(Listed records)

PR #1203, opened 2025-03-21
rhnk: rename p2p devices and mesh networks

Noki:
This PR renames the p2p devices and corresponding mesh networks to make it easier to understand.


Noki:
got two thumbs up in matrix. ;-)

PR #1206, opened 2025-03-21
models: delete ubnt nanostation m5 xw

### LINKED ISSUE #1149: ubnt Nanostation M5 (XW): No Network connectivity after flashing bbb-configs
After flashing the device with the built image, it doesnt get network connectivity.

FFHener:
The networkconfig would need to be fixed in order to work. I think we could close #1149 as well.

In my opinion it doesnt makes sense to have this file in here in a non working state. In addition I decided not putting to much work into it as we are going to use more mordern hardware eventually. As no locations are using this hardware with bbb-configs right now I think we can safely delete it


xa-y-ax:
Ist da nicht noch so ein altes Ding am Vaterhaus? Sollten wir dann ersetzen.

PR #1218, opened 2025-04-17
all: change ieee80211w to required

Noki:
`ieee80211w: 1` does not work with quite some devices, mainly windows based devices but changing it to `ieee80211w: 2` always worked. I therefore suggest to change this to `ieee80211w: 2` as new default as it solved compatibility issues for me. Let me know if you have any concerns.


pktpls:
Yes let's do it :+1: Windows requires 2 for OWE.

PolynomialDivision (approved):

PR #1221, opened 2025-04-20
gateway: update firewall port openings

pktpls:
- Remove prometheus-poc (RIP)
- Remove radbahn mt76 debugging (RIP)
- Allow SSH for a magda client


PolynomialDivision (approved):

pktpls:
I think i will need to update that IPv6 address, after cleaning up at the magda side

Noki:
Maybe just add a host-network for magda as I did at my location.

pktpls:
> Maybe just add a host-network for magda as I did at my location.

Yep good idea, then I dont need to update the gateways if that little client machine decides to roll a different IPv6 address

PR #1295, opened 2020-06-16
Recovery share CLI

### LINKED ISSUE #1096: Member CLI to handle encrypted recovery share
When a member retrieves their encrypted recovery shares, they need to decrypt the share (using their private encryption key and the network public encryption key) before submitting the decrypted share to CCF. In the e2e Python infra, we currently perform the decryption using `pynacl`. 

However, we should provide a tool for members to do this for the command line. 

Several options:
- Write a small Python script which would use `pynacl`. However, members would have to install the dependencies/create a venv before running it. 
- Use an OTS tool (e.g. https://github.com/danderson/gobox). However, this would involve some manipulation on the member side: extract the encrypted share from the RPC response and write it to file, etc. 
- Write our own binary that handles the decryption (à la now-defunct `memberclient`). This means another binary to build/ship/maintain but we could simplify the whole recovery share submission process for members: the CLI would retrieve the encrypted share, decrypt it, and submit it for recovery in one step.

jumaffre:
Resolves #1096 

This PR introduces a new `submit_recovery_shares.sh` CLI to let members retrieve, decrypt and submit their recovery shares in one step. This script has a dependency on the [step CLI](https://smallstep.com/docs/cli/crypto/nacl/) to decrypt the recovery share.

The `GET recovery_share` and `POST recovery_share/submit` endpoints now work with base64 instead of byte array for convenience.


doc/members/accept_recovery.rst
```diff
@@ -42,28 +42,31 @@ To restore private transactions and complete the recovery procedure, members sho
...
-    $ curl https://<ccf-node-address>/members/recovery_share/submit -X POST --data-binary @submit_recovery_share.json --cacert network_cert --key member2_privk --cert member2_cert -H "content-type: application/json"
-    true
-
-When the recovery threshold is reached, the ``recovery_share/submit`` RPC returns ``true``. At this point, the private recovery procedure is started and the private ledger is being recovered.
+    $ ./submit_recovery_share.sh --rpc-address <ccf-node-address> --member-enc-privk member0_enc_privk.pem --network-enc-pubk network_enc_pubk --cert member0_cert
+    --key member0_privk --cacert network_cert
+    HTTP/1.1 200 OK
+    content-length: 46
+    content-type: application/json
+    x-ccf-global-commit: 27
```
achamayou, line 54: Please remove the global commit header, it's deprecated, we don't want it in the documentation.

doc/members/accept_recovery.rst
```diff
@@ -42,28 +42,31 @@ To restore private transactions and complete the recovery procedure, members sho
...
+    x-ccf-tx-seqno: 28
+    x-ccf-tx-view: 4
+    "1/2 recovery shares successfully submitted."
+
+    $ ./submit_recovery_share.sh --rpc-address <ccf-node-address> --member-enc-privk member1_enc_privk.pem --network-enc-pubk network_enc_pubk --cert member1_cert
+    --key member1_privk --cacert network_cert
+    HTTP/1.1 200 OK
+    content-length: 83
+    content-type: application/json
+    x-ccf-global-commit: 29
```
achamayou, line 64: Ditto. I think the content-length can also be elided.

tests/submit_recovery_share.sh
```diff
@@ -0,0 +1,85 @@
...
+openssl asn1parse -in "${network_enc_pubk}" -i -strparse "${der_header_pubk_len}" -out network_enc_pubk.raw -noout
+
+# step CLI base64 standard to URL encoding for input
+encrypted_share_b64_url=$(echo "${encrypted_share}" | sed 's/+/-/g; s/\//_/g')
+
+# Decrypt encrypted share with nonce, member private key and defunct network public key
+decrypted_share=$(echo "${encrypted_share_b64_url}" | step crypto nacl box open base64:"${nonce}" network_enc_pubk.raw member_enc_privk.raw | openssl base64 -A)
+
+# Finally, submit decrypted share
+curl -i -sS --fail https://"${node_rpc_address}"/members/recovery_share/submit "${@}" -H "Content-Type: application/json" -d '{"recovery_share": "'"${decrypted_share}"'"}'
```
achamayou, line 85: The decrypted share would be better placed in a file created by mkstemp, than passed inline where it can be very widely read by other users.

jumaffre: This is now done. For the decrypted share in particular, the `recovery_share/submit` endpoint now takes the raw shares as input so we can pipe the decryption command directly to `curl`.

PR #1297, opened 2020-06-16
Run test suite in CI

jumaffre:
It seems that this was removed. Let's see if this works.


eddyashton:
Can we keep this as a draft until we've had a few green runs? I'm happy with the change if the CI is, but I don't think we should merge as soon as we have an approving review + 1 green build.

jumaffre:
This PR adds the `recovery_test_suite` (~100 secs) and `full_test_suite` (~67 secs) to the CI. These tests are also run randomised in the daily build (roughly the same duration).

PR #1309, opened 2020-06-17
Use backward-cpp to produce stacktrace on sigfaults

eddyashton:
In virtual enclaves and host apps, we install signal handlers via `backward-cpp` which should produce nice stacktraces for us.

(End Listed records)

**Exercise brief**.
Your answer must be the full listing above, printed exactly as it stands.

**Output for this task**.
PR #1203, opened 2025-03-21
rhnk: rename p2p devices and mesh networks

Noki:
This PR renames the p2p devices and corresponding mesh networks to make it easier to understand.


Noki:
got two thumbs up in matrix. ;-)

PR #1206, opened 2025-03-21
models: delete ubnt nanostation m5 xw

### LINKED ISSUE #1149: ubnt Nanostation M5 (XW): No Network connectivity after flashing bbb-configs
After flashing the device with the built image, it doesnt get network connectivity.

FFHener:
The networkconfig would need to be fixed in order to work. I think we could close #1149 as well.

In my opinion it doesnt makes sense to have this file in here in a non working state. In addition I decided not putting to much work into it as we are going to use more mordern hardware eventually. As no locations are using this hardware with bbb-configs right now I think we can safely delete it


xa-y-ax:
Ist da nicht noch so ein altes Ding am Vaterhaus? Sollten wir dann ersetzen.

PR #1218, opened 2025-04-17
all: change ieee80211w to required

Noki:
`ieee80211w: 1` does not work with quite some devices, mainly windows based devices but changing it to `ieee80211w: 2` always worked. I therefore suggest to change this to `ieee80211w: 2` as new default as it solved compatibility issues for me. Let me know if you have any concerns.


pktpls:
Yes let's do it :+1: Windows requires 2 for OWE.

PolynomialDivision (approved):

PR #1221, opened 2025-04-20
gateway: update firewall port openings

pktpls:
- Remove prometheus-poc (RIP)
- Remove radbahn mt76 debugging (RIP)
- Allow SSH for a magda client


PolynomialDivision (approved):

pktpls:
I think i will need to update that IPv6 address, after cleaning up at the magda side

Noki:
Maybe just add a host-network for magda as I did at my location.

pktpls:
> Maybe just add a host-network for magda as I did at my location.

Yep good idea, then I dont need to update the gateways if that little client machine decides to roll a different IPv6 address

PR #1295, opened 2020-06-16
Recovery share CLI

### LINKED ISSUE #1096: Member CLI to handle encrypted recovery share
When a member retrieves their encrypted recovery shares, they need to decrypt the share (using their private encryption key and the network public encryption key) before submitting the decrypted share to CCF. In the e2e Python infra, we currently perform the decryption using `pynacl`. 

However, we should provide a tool for members to do this for the command line. 

Several options:
- Write a small Python script which would use `pynacl`. However, members would have to install the dependencies/create a venv before running it. 
- Use an OTS tool (e.g. https://github.com/danderson/gobox). However, this would involve some manipulation on the member side: extract the encrypted share from the RPC response and write it to file, etc. 
- Write our own binary that handles the decryption (à la now-defunct `memberclient`). This means another binary to build/ship/maintain but we could simplify the whole recovery share submission process for members: the CLI would retrieve the encrypted share, decrypt it, and submit it for recovery in one step.

jumaffre:
Resolves #1096 

This PR introduces a new `submit_recovery_shares.sh` CLI to let members retrieve, decrypt and submit their recovery shares in one step. This script has a dependency on the [step CLI](https://smallstep.com/docs/cli/crypto/nacl/) to decrypt the recovery share.

The `GET recovery_share` and `POST recovery_share/submit` endpoints now work with base64 instead of byte array for convenience.


doc/members/accept_recovery.rst
```diff
@@ -42,28 +42,31 @@ To restore private transactions and complete the recovery procedure, members sho
...
-    $ curl https://<ccf-node-address>/members/recovery_share/submit -X POST --data-binary @submit_recovery_share.json --cacert network_cert --key member2_privk --cert member2_cert -H "content-type: application/json"
-    true
-
-When the recovery threshold is reached, the ``recovery_share/submit`` RPC returns ``true``. At this point, the private recovery procedure is started and the private ledger is being recovered.
+    $ ./submit_recovery_share.sh --rpc-address <ccf-node-address> --member-enc-privk member0_enc_privk.pem --network-enc-pubk network_enc_pubk --cert member0_cert
+    --key member0_privk --cacert network_cert
+    HTTP/1.1 200 OK
+    content-length: 46
+    content-type: application/json
+    x-ccf-global-commit: 27
```
achamayou, line 54: Please remove the global commit header, it's deprecated, we don't want it in the documentation.

doc/members/accept_recovery.rst
```diff
@@ -42,28 +42,31 @@ To restore private transactions and complete the recovery procedure, members sho
...
+    x-ccf-tx-seqno: 28
+    x-ccf-tx-view: 4
+    "1/2 recovery shares successfully submitted."
+
+    $ ./submit_recovery_share.sh --rpc-address <ccf-node-address> --member-enc-privk member1_enc_privk.pem --network-enc-pubk network_enc_pubk --cert member1_cert
+    --key member1_privk --cacert network_cert
+    HTTP/1.1 200 OK
+    content-length: 83
+    content-type: application/json
+    x-ccf-global-commit: 29
```
achamayou, line 64: Ditto. I think the content-length can also be elided.

tests/submit_recovery_share.sh
```diff
@@ -0,0 +1,85 @@
...
+openssl asn1parse -in "${network_enc_pubk}" -i -strparse "${der_header_pubk_len}" -out network_enc_pubk.raw -noout
+
+# step CLI base64 standard to URL encoding for input
+encrypted_share_b64_url=$(echo "${encrypted_share}" | sed 's/+/-/g; s/\//_/g')
+
+# Decrypt encrypted share with nonce, member private key and defunct network public key
+decrypted_share=$(echo "${encrypted_share_b64_url}" | step crypto nacl box open base64:"${nonce}" network_enc_pubk.raw member_enc_privk.raw | openssl base64 -A)
+
+# Finally, submit decrypted share
+curl -i -sS --fail https://"${node_rpc_address}"/members/recovery_share/submit "${@}" -H "Content-Type: application/json" -d '{"recovery_share": "'"${decrypted_share}"'"}'
```
achamayou, line 85: The decrypted share would be better placed in a file created by mkstemp, than passed inline where it can be very widely read by other users.

jumaffre: This is now done. For the decrypted share in particular, the `recovery_share/submit` endpoint now takes the raw shares as input so we can pipe the decryption command directly to `curl`.

PR #1297, opened 2020-06-16
Run test suite in CI

jumaffre:
It seems that this was removed. Let's see if this works.


eddyashton:
Can we keep this as a draft until we've had a few green runs? I'm happy with the change if the CI is, but I don't think we should merge as soon as we have an approving review + 1 green build.

jumaffre:
This PR adds the `recovery_test_suite` (~100 secs) and `full_test_suite` (~67 secs) to the CI. These tests are also run randomised in the daily build (roughly the same duration).

PR #1309, opened 2020-06-17
Use backward-cpp to produce stacktrace on sigfaults

eddyashton:
In virtual enclaves and host apps, we install signal handlers via `backward-cpp` which should produce nice stacktraces for us.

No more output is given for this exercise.